= Dominicus Sapma =

16th–17th century Dutch Protestant Reformed clergyman

Dominicus Sapma (1586–1635) was a Dutch Protestant Reformed clergyman during the Eighty Years' War. He was one of the prominent Remonstrants who were summoned to the Dordrecht Synod in 1618–19.

== Biography ==
Sapma was born in Amsterdam. After studying at the University of Leiden and his first pastorate in Ter Aar (1610), Sapma was appointed pastor to Hoorn in 1614, where he succeeded a Remonstrant clergyman and was involved in the disputes between Franciscus Gomarus and the followers of Jacobus Arminius (Remonstrants), who died in 1609, became active. Since Sapma was known as a sharp Remonstrant polemicist, his summons to the Dordrecht Synod in 1618 was foreseeable. While he was in Dordrecht, he learned that his pregnant wife, Grietje Ulbeshad been expelled from the rectory in Hoorn. Sapma then left the synod on his own initiative to help his wife in Hoorn. But he had to return to Dordrecht; his expulsion from Hoorn was accompanied by serious unrest among the population, resulting in dead and wounded people.

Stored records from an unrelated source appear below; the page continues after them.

PR #4978, opened 2017-12-26
Fix path redundancy new-build output folders.

### LINKED ISSUE #4515: Can't install package: `copyFile: does not exist`

Mistuke:

Tested it by compiling Cabal itself using the Makefile on a long path.

Fixes #4515, #3972.

The `setup` call with `copyCommand` doesn't do what the comment in `ProjectBuilding.hs` suggested. It literally only assigns the path you specified. So you can choose any format you want as long as you pass it to `copyCommand`. So instead of using `@$tmpDir/$prefix@` we now use `@$tmpDir/$packageName-$version@`. Because `prefix` is a prefix to `tmpDir` this means that before this patch cabal was halving the Windows MAX_PATH. Effectively meaning `new-build` would only work on paths shorter than 125 characters.

The consistency is maintained with `absoluteInstallDirs` by also taking the `base name` instead of dropping the `drive` when combing the paths. Proof that this is all consistent is that the build succeeds. Cabal only issues `createDirectory` calls in one place. So if the paths did not end up being the same the build would fail because it can't find the specified path.

### DIFF
--- a/Cabal/Distribution/Simple/InstallDirs.hs
+++ b/Cabal/Distribution/Simple/InstallDirs.hs
@@ -59,7 +59,7 @@ import Distribution.Text
 import System.Directory (getAppUserDataDirectory)
 import System.FilePath
   ( (</>), isPathSeparator
-  , pathSeparator, dropDrive )
+  , pathSeparator, takeBaseName )
 
 #ifdef mingw32_HOST_OS
 import qualified Prelude
@@ -286,7 +286,7 @@ absoluteInstallDirs :: PackageIdentifier
                     -> InstallDirs FilePath
 absoluteInstallDirs pkgId libname compilerId copydest platform dirs =
     (case copydest of
-       CopyTo destdir -> fmap ((destdir </>) . dropDrive)
+       CopyTo destdir -> fmap ((destdir </>) . takeBaseName)
        _              -> id)
   . appendSubdirs (</>)
   . fmap fromPathTemplate
--- a/cabal-install/Distribution/Client/ProjectBuilding.hs
+++ b/cabal-install/Distribution/Client/ProjectBuilding.hs
@@ -940,12 +940,10 @@ buildAndInstallUnpackedPackage verbosity
     annotateFailure mlogFile InstallFailed $ do
 
       let copyPkgFiles tmpDir = do
-            setup Cabal.copyCommand (copyFlags tmpDir)
-            -- Note that the copy command has put the files into
-            -- @$tmpDir/$prefix@ so we need to return this dir so
-            -- the store knows which dir will be the final store entry.
-            let prefix   = dropDrive (InstallDirs.prefix (elabInstallDirs pkg))
+            let prefix   = let path = InstallDirs.prefix (elabInstallDirs pkg)
+                           in takeBaseName path
                 entryDir = tmpDir </> prefix
+            setup Cabal.copyCommand (copyFlags entryDir)
             LBS.writeFile
               (entryDir </> "cabal-hash.txt")
               (renderPackageHashInputs (packageHashInputs pkgshared pkg))
@@ -954,7 +952,7 @@ buildAndInstallUnpackedPackage verbosity
             -- While this breaks the prefix-relocatable property of the lirbaries
             -- it is necessary on macOS to stay under the load command limit of the
             -- macOS mach-o linker. See also @PackageHash.hashedInstalledPackageIdVeryShort@.
-            otherFiles <- filter (not . isPrefixOf entryDir) <$> listFilesRecursive tmpDir 
+            otherFiles <- filter (not . isPrefixOf entryDir) <$> listFilesRecursive tmpDir
             -- here's where we could keep track of the installed files ourselves
             -- if we wanted to by making a manifest of the files in the tmp dir
             return (entryDir, otherFiles)
--- a/cabal-install/Distribution/Client/Store.hs
+++ b/cabal-install/Distribution/Client/Store.hs
@@ -209,7 +209,10 @@ newStoreEntry verbosity storeDirLayout@StoreDirLayout{..}
             -- Atomically rename the temp dir to the final store entry location.
             renameDirectory incomingEntryDir finalEntryDir
             forM_ otherFiles $ \file -> do
-              let finalStoreFile = storeDirectory compid </> makeRelative (incomingTmpDir </> (dropDrive (storeDirectory compid))) file
+              let finalStoreFile = storeDirectory compid
+                                </> makeRelative (incomingTmpDir
+                                     </> (takeBaseName (storeDirectory compid)))
+                                     file
               createDirectoryIfMissing True (takeDirectory finalStoreFile)
               renameFile file finalStoreFile
 
--- a/cabal-install/changelog
+++ b/cabal-install/changelog
@@ -46,6 +46,8 @@
 	* Added support for '--enable-tests' and '--enable-benchmarks' to
 	'cabal fetch' (#4948).
 	* Removed support for building cabal-install with GHC < 7.10.
+	* Redundancy in new-build incoming store paths removed. This makes incoming
+	tmp paths much shorter. (#4515, #3972)
 
 2.0.0.1 Mikhail Glushenkov <mikhail.glushenkov@gmail.com> December 2017
 	* Support for GHC's numeric -g debug levels (#4673).


Mistuke:
cc @alexbiehl , @hvr

23Skidoo:
Awesome, I was just bitten by this the other day when trying to build `cabal-install` binaries on Windows.

23Skidoo:
Looks like there's a test failure on Linux.

/cc @dcoutts

Mistuke:
Hmm indeed, it seems to be skipped on a lot of configuration. But the error is a bit odd..

```
Main.hs:1:8:
    Could not find module `RemotePkg'
    There are files missing in the `remote-pkg-2.0@remot_0O9PJ1ccB6bKshvGETwlge' package,
    try running 'ghc-pkg check'.
```
But the log shows it registering the package.. Is there a way for me to run this test locally on Windows?

23Skidoo:
@Mistuke See `cabal-testsuite/README.md`. Though it looks like that test is skipped on Windows, which is why the AppVeyor build succeeded.

Mistuke:
@23Skidoo Thanks, I'll boot to Linux and give it a try.

23Skidoo:
Some clues to why that test is failing:

```
$ ghc-pkg --package-db [...]/cabal-testsuite/PackageTests/NewBuild/CustomSetup/RemotePackageWithCustomSetup/build-package-from-repo-with-custom-setup.dist/home/.cabal/store/ghc-8.2.2/package.db list 
[...]/cabal-testsuite/PackageTests/NewBuild/CustomSetup/RemotePackageWithCustomSetup/build-package-from-repo-with-custom-setup.dist/home/.cabal/store/ghc-8.2.2/package.db
    remote-pkg-2.0
    remote-setup-dep-3.0

$ ghc-pkg --package-db [...]/cabal-testsuite/PackageTests/NewBuild/CustomSetup/RemotePackageWithCustomSetup/build-package-from-repo-with-custom-setup.dist/home/.cabal/store/ghc-8.2.2/package.db check
[...]
There are problems in package remote-pkg-2.0:
  Warning: library-dirs: [...]/cabal-testsuite/PackageTests/NewBuild/CustomSetup/RemotePackageWithCustomSetup/build-package-from-repo-with-custom-setup.dist/home/.cabal/store/ghc-8.2.2/remote-pkg-2.0-49b4ea173d672c8399dff7218dd2512ab818030cc9fab93eca633ac6d5885ced/lib doesn't exist or isn't a directory
  Warning: dynamic-library-dirs: [...]/cabal-testsuite/PackageTests/NewBuild/CustomSetup/RemotePackageWithCustomSetup/build-package-from-repo-with-custom-setup.dist/home/.cabal/store/ghc-8.2.2/remote-pkg-2.0-49b4ea173d672c8399dff7218dd2512ab818030cc9fab93eca633ac6d5885ced/lib doesn't exist or isn't a directory
  Warning: haddock-interfaces: [...]/cabal-testsuite/PackageTests/NewBuild/CustomSetup/RemotePackageWithCustomSetup/build-package-from-repo-with-custom-setup.dist/home/.cabal/store/ghc-8.2.2/remote-pkg-2.0-49b4ea173d672c8399dff7218dd2512ab818030cc9fab93eca633ac6d5885ced/share/doc/html/remote-pkg.haddock doesn't exist or isn't a file
  Warning: haddock-html: [...]/cabal-testsuite/PackageTests/NewBuild/CustomSetup/RemotePackageWithCustomSetup/build-package-from-repo-with-custom-setup.dist/home/.cabal/store/ghc-8.2.2/remote-pkg-2.0-49b4ea173d672c8399dff7218dd2512ab818030cc9fab93eca633ac6d5885ced/share/doc/html doesn't exist or isn't a directory
  import-dirs: [...]/cabal-testsuite/PackageTests/NewBuild/CustomSetup/RemotePackageWithCustomSetup/build-package-from-repo-with-custom-setup.dist/home/.cabal/store/ghc-8.2.2/remote-pkg-2.0-49b4ea173d672c8399dff7218dd2512ab818030cc9fab93eca633ac6d5885ced/lib doesn't exist or isn't a directory
  cannot find any of ["RemotePkg.hi","RemotePkg.p_hi","RemotePkg.dyn_hi"]
  cannot find any of ["libHSremote-pkg-2.0-49b4ea173d672c8399dff7218dd2512ab818030cc9fab93eca633ac6d5885ced.a","libHSremote-pkg-2.0-49b4ea173d672c8399dff7218dd2512ab818030cc9fab93eca633ac6d5885ced.p_a","libHSremote-pkg-2.0-49b4ea173d672c8399dff7218dd2512ab818030cc9fab93eca633ac6d5885ced-ghc8.2.2.so","libHSremote-pkg-2.0-49b4ea173d672c8399dff7218dd2512ab818030cc9fab93eca633ac6d5885ced-ghc8.2.2.dylib","HSremote-pkg-2.0-49b4ea173d672c8399dff7218dd2512ab818030cc9fab93eca633ac6d5885ced-ghc8.2.2.dll"] on library path
[...]

The following packages are broken, either because they have a problem
listed above, or because they depend on a broken package.
remote-pkg-2.0

$ ghc-pkg --package-db [...]/cabal-testsuite/PackageTests/NewBuild/CustomSetup/RemotePackageWithCustomSetup/build-package-from-repo-with-custom-setup.dist/home/.cabal/store/ghc-8.2.2/package.db describe remote-pkg-2.0           
name: remote-pkg
version: 2.0
id: remote-pkg-2.0-49b4ea173d672c8399dff7218dd2512ab818030cc9fab93eca633ac6d5885ced
key: remote-pkg-2.0-49b4ea173d672c8399dff7218dd2512ab818030cc9fab93eca633ac6d5885ced
license: UnspecifiedLicense
exposed: True
indefinite: False
exposed-modules:
    RemotePkg
abi: aec19496483f5a6f8e3d43d06c33eb16
trusted: False
import-dirs: [...]/cabal-testsuite/PackageTests/NewBuild/CustomSetup/RemotePackageWithCustomSetup/build-package-from-repo-with-custom-setup.dist/home/.cabal/store/ghc-8.2.2/remote-pkg-2.0-49b4ea173d672c8399dff7218dd2512ab818030cc9fab93eca633ac6d5885ced/lib
library-dirs: [...]/cabal-testsuite/PackageTests/NewBuild/CustomSetup/RemotePackageWithCustomSetup/build-package-from-repo-with-custom-setup.dist/home/.cabal/store/ghc-8.2.2/remote-pkg-2.0-49b4ea173d672c8399dff7218dd2512ab818030cc9fab93eca633ac6d5885ced/lib
dynamic-library-dirs: [...]/cabal-testsuite/PackageTests/NewBuild/CustomSetup/RemotePackageWithCustomSetup/build-package-from-repo-with-custom-setup.dist/home/.cabal/store/ghc-8.2.2/remote-pkg-2.0-49b4ea173d672c8399dff7218dd2512ab818030cc9fab93eca633ac6d5885ced/lib
data-dir: [...]/cabal-testsuite/PackageTests/NewBuild/CustomSetup/RemotePackageWithCustomSetup/build-package-from-repo-with-custom-setup.dist/home/.cabal/store/ghc-8.2.2/remote-pkg-2.0-49b4ea173d672c8399dff7218dd2512ab818030cc9fab93eca633ac6d5885ced/share
hs-libraries: HSremote-pkg-2.0-49b4ea173d672c8399dff7218dd2512ab818030cc9fab93eca633ac6d5885ced
depends:
    base-4.10.1.0
abi-depends: base-4.10.1.0=35a7f6be752ee4f7385cb5bf28677879
haddock-interfaces: [...]/cabal-testsuite/PackageTests/NewBuild/CustomSetup/RemotePackageWithCustomSetup/build-package-from-repo-with-custom-setup.dist/home/.cabal/store/ghc-8.2.2/remote-pkg-2.0-49b4ea173d672c8399dff7218dd2512ab818030cc9fab93eca633ac6d5885ced/share/doc/html/remote-pkg.haddock
haddock-html: [...]/cabal-testsuite/PackageTests/NewBuild/CustomSetup/RemotePackageWithCustomSetup/build-package-from-repo-with-custom-setup.dist/home/.cabal/store/ghc-8.2.2/remote-pkg-2.0-49b4ea173d672c8399dff7218dd2512ab818030cc9fab93eca633ac6d5885ced/share/doc/html
pkgroot: "[...]/cabal-testsuite/PackageTests/NewBuild/CustomSetup/RemotePackageWithCustomSetup/build-package-from-repo-with-custom-setup.dist/home/.cabal/store/ghc-8.2.2"

$ cd cabal-testsuite/PackageTests/NewBuild/CustomSetup/RemotePackageWithCustomSetup/build-package-from-repo-with-custom-setup.dist/home/.cabal/        

$ tree
.
├── config
├── packages
│   └── test-local-repo
│       ├── 01-index.cache
│       ├── 01-index.tar
│       ├── 01-index.tar.gz
│       ├── 01-index.tar.idx
│       ├── 01-index.timestamp
│       ├── mirrors.json
│       ├── remote-pkg
│       │   └── 2.0
│       │       └── remote-pkg-2.0.tar.gz
│       ├── remote-setup-dep
│       │   └── 3.0
│       │       └── remote-setup-dep-3.0.tar.gz
│       ├── root.json
│       ├── snapshot.json
│       └── timestamp.json
└── store
    └── ghc-8.2.2
        ├── incoming
        │   ├── remote-pkg-2.0-49b4ea173d672c8399dff7218dd2512ab818030cc9fab93eca633ac6d5885ced.lock
        │   └── remote-setup-dep-3.0-95e21c2632e40b32212bf1add9fcfe5272e685432265d9d7cc77221afb0d4286.lock
        ├── package.db
        │   ├── package.cache
        │   ├── package.cache.lock
        │   ├── remote-pkg-2.0-49b4ea173d672c8399dff7218dd2512ab818030cc9fab93eca633ac6d5885ced.conf
        │   └── remote-setup-dep-3.0-95e21c2632e40b32212bf1add9fcfe5272e685432265d9d7cc77221afb0d4286.conf
        ├── remote-pkg-2.0-49b4ea173d672c8399dff7218dd2512ab818030cc9fab93eca633ac6d5885ced
        │   ├── cabal-hash.txt
        │   └── home
        │       └── refold
        │           └── code
        │               └── haskell
        │                   └── cabal
        │                       └── cabal-testsuite
        │                           └── PackageTests
        │                               └── NewBuild
        │                                   └── CustomSetup
        │                                       └── RemotePackageWithCustomSetup
        │                                           └── build-package-from-repo-with-custom-setup.dist
        │                                               └── home
        └── remote-setup-dep-3.0-95e21c2632e40b32212bf1add9fcfe5272e685432265d9d7cc77221afb0d4286
            ├── cabal-hash.txt
            └── lib
                ├── libHSremote-setup-dep-3.0-95e21c2632e40b32212bf1add9fcfe5272e685432265d9d7cc77221afb0d4286.a
                ├── libHSremote-setup-dep-3.0-95e21c2632e40b32212bf1add9fcfe5272e685432265d9d7cc77221afb0d4286-ghc8.2.2.so
                ├── RemoteSetupDep.dyn_hi
                └── RemoteSetupDep.hi

25 directories, 24 files

```

So `remote-pkg-2.0` gets registered, but instead of `lib` and `share` under `store/remote-pkg-2.0-49b4ea173d672c8399dff7218dd2512ab818030cc9fab93eca633ac6d5885ced/` we get some crazy thing.

Cabal/Distribution/Simple/InstallDirs.hs
```diff
@@ -286,7 +286,7 @@ absoluteInstallDirs :: PackageIdentifier
                     -> InstallDirs FilePath
 absoluteInstallDirs pkgId libname compilerId copydest platform dirs =
     (case copydest of
-       CopyTo destdir -> fmap ((destdir </>) . dropDrive)
+       CopyTo destdir -> fmap ((destdir </>) . takeBaseName)
```
23Skidoo: I don't think this is right. Here you take `InstallDirs` and substitute all absolute paths by `destdir </> basename absPath`. E.g. if `libdir` was `$prefix/lib/$abi/$libname`, you make it `$destdir/$libname`.

23Skidoo: Though it seems to me that it's underspecified what `copy --destdir` should mean. I'd expect the value of `--destdir` to replace `$prefix`, but apparently it just gets prepended to the full absolute path including `$prefix` minus the drive letter.

23Skidoo: Looks like there was a `--copy-prefix` feature that actually worked that way, but it was removed ages ago (981473b890912d1dbed58082190723ad6db97501).

Mistuke: Hmm thanks! that's a great hint. I've also managed to reproduce it on Linux so hopefully will have a fix today.

Mistuke:
Haven't  forgotten this, just taking some time to really understand how cabal constructs all it's paths.

Mistuke:
Hmm so I figured out what's wrong and I fixed the paths, but now cabal seems to think the package has already been registered and skips the registration. It does so because the folder already exists, so It assumes it already registered it. Have to take a closer look at that logic now.

In the mean time, I've also written patches for GHC 8.6 which will fix long path support in the I/O manager.

hvr:
> It does so because the folder already exists, so It assumes it already registered it.

did you weaken the transactional assumption that the folder is staged in a different place, and moved atomically via a single syscall into its target space at once?

Mistuke:
> did you weaken the transactional assumption that the folder is staged/constructed in a different place, and moved atomically via a single syscall into its target location at once?

Hmm maybe, I'll take a look tomorrow, but it shouldn't have though. I'm still honouring any `CopyTo` call, I'm just doing it `before` it flattens the structure by applying `prefix` to the existing path. This is where the duplication comes from.

gbaz:
Is this still something worth pursuing given the other longpath support?

Mistuke:
I believe it is, since the long paths support in ghc and toolchain doesn't extend to any random program that may be called by cabal. For instance in a custom preprocessor

Mikolaj:
In that case, what can we do to help rescue this PR?

Mistuke:
I'm not sure how easily this still applies to current master. At the time I was having a hard time tracking down why after the change the folder would be created earlier. So it created a race condition. But I have limited understanding of Cabal's overal inner working for new-build so it lingered..

I guess the first question is if the code can be rebased or if it needs to be rewritten

Mikolaj:
@mergifyIO rebase

Mikolaj:
Well, at least it didn't rebase automatically. :(

Volunteers kindly welcome.

Kleidukos:

ffaf1:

As with the other prominent remonstrators, Sapma's conviction in Dordrecht in 1619 was followed by expulsion from the Netherlands. But he only stayed in Waalwijk for a short time and then returned to the Netherlands, where he lived underground in different places. On August 28, 1628, he was captured in Amsterdam and interrogated several times in the city prison under threat of torture; he refused to give the authorities information about the Remonstrant underground organization. His steadfastness earned him respect and, as a result, relief from his imprisonment: his wife was allowed to visit him. By changing clothes with Grietje Ulbes, he was able to escape from prison; Ulbes, who remained behind in her husband's place, was released shortly afterwards. 'Droeve gevanckenisse and blijde uytkomst). He continued to live underground until his death and helped escape other Remonstrants, Johannes Grevius and S. Prince, who were imprisoned in Amsterdam. He died in 1635 in Hoorn.